* [Assignment]
Check every line of the entries for the string "down" and return the ones that contain it.

(Records from a data source)
◆ ◆ ◆ ◆

PR #1232, opened 2021-07-06
add newrelic_rpm gem for monitoring with new relic service, via heroku.

jrochkind:
https://docs.newrelic.com/docs/agents/ruby-agent/installation/ruby-agent-heroku/

The free "Wayne" plan on heroku seems to be free forever. The main things it doens't include is any kind of alerting/notifications. It seems to let us look at what we're going to want to look at to see average response time or dig into the slow responses. I think! It'll be easier to see when we have more data. 

https://elements.heroku.com/addons/newrelic

Hmm, let me deploy this to legacy staging first to make sure the newrelic gem alone without configuration is just no-op.... seems to be fine, without license keys etc configured, I think it just does nothing?

No config file is necessary on heroku, as all minimally necessary new relic config is provided via heroku config vars -- automatically when you turn on new relic as a heroku add-on.

### DIFF
--- a/Gemfile
+++ b/Gemfile
@@ -12,6 +12,11 @@ gem 'lockbox'
 gem 'rails', '~> 6.1.1'
 gem 'webpacker', '~> 5.0'
 
+
+# New Relic monitoring tool
+gem 'newrelic_rpm'
+
+
 # lock blacklight to current MINOR version. While BL minor version releases
 # are theoretically backwards compat, experience shows they often cause problems.
 # So you need to manually change this spec to allow updates when you want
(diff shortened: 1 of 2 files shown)


jrochkind:
New Relic will do in-browser moniitoring of actual browser page rendering times and things like that via a Javascript agent, but I am not installing that yet here. 

https://docs.newrelic.com/docs/browser/browser-monitoring/installation/install-browser-monitoring-agent/

jrochkind:
@eddierubeiz OK let's merge this simple one in so we can have new relic in production when we go live!

Issue #1201, opened 2021-06-09
Customize heroku maintenance page


jrochkind:
With SHI branding etc. maybe a way to automatically generate it with a speciifc message of expected lenght of outage etc. 

https://devcenter.heroku.com/articles/maintenance-mode#customizing-your-maintenance-page

eddierubeiz:
This breaks down into two parts:
- Part 1 (difficult): Generate branded, customized HTML to use as a maintenance page. The error message needs to be customizable. The HTML can't refer to any assets served by the digital collections, since it's supposed to function properly when the site is down. We could steal a page from the main site, e.g., and customize that.


- Part 2 (easy): 
```
aws s3 cp maintenance.html s3://some_public_bucket/maintenance.html
heroku config:set MAINTENANCE_PAGE_URL=//s3.amazonaws.com/some_public_bucket/maintenance.html --app scihist-digicoll-staging
heroku maintenance:on --app scihist-digicoll-staging
```

Just as a proof of concept I have something up at `https://s3.amazonaws.com/scihist-digicoll-production-derivatives/maintenance/maintenance.html` but the page could really go anywhere, including, honestly, the main Institute website.

jrochkind:
Here is what current draft of our customized "down for maintenance" page looks like, fyi @MDiMeo and @apinkney0696 . This seems pretty good to me, but let me know if you think it has any issues. 

![Screen Shot 2021-07-12 at 2 57 40 PM](https://user-images.githubusercontent.com/149304/125341526-aebd4e80-e321-11eb-9445-7ddd7970febf.png)

PR #1236, opened 2021-07-08
Independent completely static HTML page for a maintenance/outage message.

jrochkind:
For use with heroku. Ref #1201

Only tricky part is deciding where we put this -- on some S3 bucket, yes. But we have a kind of messy practice now. 

Our current "derivatives" bucket just has top-level keys for derivatives, it's all just spread out in there. In retrospect, we should have put derivatives in a prefix `derivatives/`, but at the time we thought that would be an S3 performance problem (either we were wrong, or it no longer is). 

As our only public bucket, and because we already have a LOT of buckets, we have sometimes put other stuff in the derivatives bucket that isn't really derivatives, or isnt' the same as the other derivatives.  Like `__sitemaps/`, and maybe combined derivatives. That then have folders that are on a peer level with individual work derivative folders; what a mess! And requires custom exceptions in our derivative orphan checker. Argh!

It is, btw, difficult/expensive to rename a bucket or 'move' keys into a folder -- basically requires copying all objects, and we have a lot of derviative objects. 

Still, we should probably stop making the problem worse... even though we already have a lot of buckets, maybe we create one more per environment (so two more, prod and staging), like `scihist-digicoll-production-public` and staging equivalent -- to be used for all future PUBLIC (not acccess controlled) S3 content, with different kinds of content in different folderes/prefixes. We can start with this one. Maybe we can later move __sitemaps etc there, but anyway, we aren't making the problem worse. 

We do currently control S3 buckets in ansible playbook, so to do this we should add it to the ansible S3 playbook.  And I guess find what documentation we have of S3 bucket, and add this to it too...

What do you think about that plan, @eddierubeiz? I don't love it, but it seems the least terrible; I don't really feel like adding yet antoher special purpose non-derivative subdirectory the derivatives buckets....


eddierubeiz:
`scihist-digicoll-production-public` and `scihist-digicoll-staging-public` are the way to go, yes.

jrochkind:
OK, this is done! Created new buckets, put HTML in the production one, set heroku config vars on production  to point to it. 

(Staging is currently unset, as I try to demonstrate a bug/problem/unexpected thing with *unsetting* it to heroku support). 

Before closing this, please merge ansible bitbucket PR to S3 playbook to create `public` buckets. https://bitbucket.org/ChemicalHeritageFoundation/ansible-inventory/pull-requests/154/s3-playbook-creates-public-bucket-for

Otherwise, I think this is done.

eddierubeiz:
BitBucket PR merged.

PR #1242, opened 2021-07-12
Suppress render_layout logging too

jrochkind:
We had tried to suppress all view/render/partial logging in production, but missed this one.


eddierubeiz:
Good. We just don't need render layout info in prod.

PR #2822, opened 2024-12-16
Show box and folder metadata on search results page.

eddierubeiz:
This PR subclasses `WorkComponent` (which is itself a subclass of `BaseComponent`) with a new subclass: `SearchWithinCollectionWorkComponent`.

* The subclass is only used in `CollectionShowController`.
* The subclass defines a new method, `box_and_folder`
   * `box_and_folder` returns `nil` unless the model is a Work and has `department` set to 'Archives'.
   * Otherwise, `box_and_folder` returns a string listing the box and folder.
     * On missing or unusual box and folder metadata, the component displays what it can without errors.


jrochkind:
Looks good. Can we find a way to do this only on Collection search result pages, not every search result? (Or maybe you already have one?). Not totally sure how to appraoch this, may need to figure out how to change architecture to support. 

Also make sure the line doesn't show up if there is no box/folder values (including just empty strings).

eddierubeiz:
This only shows on Collection search results, since the subclass is only used in `CollectionShowController`.

eddierubeiz:
Will include tests that prove the above assertions!

eddierubeiz:
Added tests.

jrochkind:
Nicely done. 

I don't LOVE sub-classing WorkComponent, as sub-classes can be fragile ("prefer composition over inheritance"). 

In an ideal world, I'd like to add this to WorkComponent, as a configuration option in initializer on WorkComponent (`show_box_and_folder` or something like that), and somehow have CollectionController (and its sub-classes) set up the WorkComponent with that config. 

I think that could possibly result in ultimately simpler code... this is a bit spaghetti?  But that might also be just spagetti too. 

I guess we have tests that should catch us if we break?  So maybe we'll just go with this for now!

You did do a great job of figuring out how to fit this into existing architecture, which wasn't _too_ bad, so I guess we should count our blessings!

Approved if you feel good with moving forward even after these comments!

jrochkind (approved):

eddierubeiz:
That's a good idea and I don't believe it's a huge change. Hang on, let me see if I can do that...

eddierubeiz:
Sorry - that approach turns out to be tricky because `CollectionShowController` doesn't actually _instantiate_ any `WorkComponent` objects, it just defines a _class_ to use as a view component given a type of `model` that will later be displayed displayed. I think we _do_ have to subclass `WorkComponent` here.

I could be wrong of course, in which case I might refactor this later; we're not in a rush.

PR #2824, opened 2024-12-16
fix method call for race condition recovery in OnDemandDerivativeCreator

jrochkind:
Ref #2821


jrochkind:
oops, I guess we hadn't quite fixed this yet! I dragged it to "closed" on Monday. 

Thanks for noticing and approving, we have now!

◆ ◆ ◆ ◆

* [Answer box]
This breaks down into two parts:
- Part 1 (difficult): Generate branded, customized HTML to use as a maintenance page. The error message needs to be customizable. The HTML can't refer to any assets served by the digital collections, since it's supposed to function properly when the site is down. We could steal a page from the main site, e.g., and customize that.
Here is what current draft of our customized "down for maintenance" page looks like, fyi @MDiMeo and @apinkney0696 . This seems pretty good to me, but let me know if you think it has any issues. 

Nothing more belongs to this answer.